▸ **WHAT THIS TASK INVOLVES**
Say how many lines in the material below hold the word "sample", and say nothing else.

----

Issue #20, opened 2019-07-02
Add support/sample for ASP.NET Core


meteatamel:
As far as I can tell, the package does not support ASP.NET Core. Either add support for ASP.NET Core or add a sample showing how to parse for CloudEvents on the server side with ASP.NET Core

tanwarsatya:
It's easy to parse any string message to CloudEvent. Check the unit test project for other examples.

```
 var objjson = (JObject)JToken.Parse(message);

   // create cloud event object
   CloudEvent obj = new JsonEventFormatter().DecodeJObject(objjson);
```

meteatamel:
Thanks for pointing this out. I can parse CloudEvents now. I'll close the issue.

PR #21, opened 2019-07-04
Add aspnet core support

TobbenTM:
Hi!

I took the changes made by @friism, updated for 0.3 and added an input formatter for the MVC pipeline.

I believe this is a change that will make CloudEvents much easier to consume, instead of having to receive the wrong type only to deserialize yourself (as mentioned in #20).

----

▸ **ANSWER TO THE EXERCISE**
2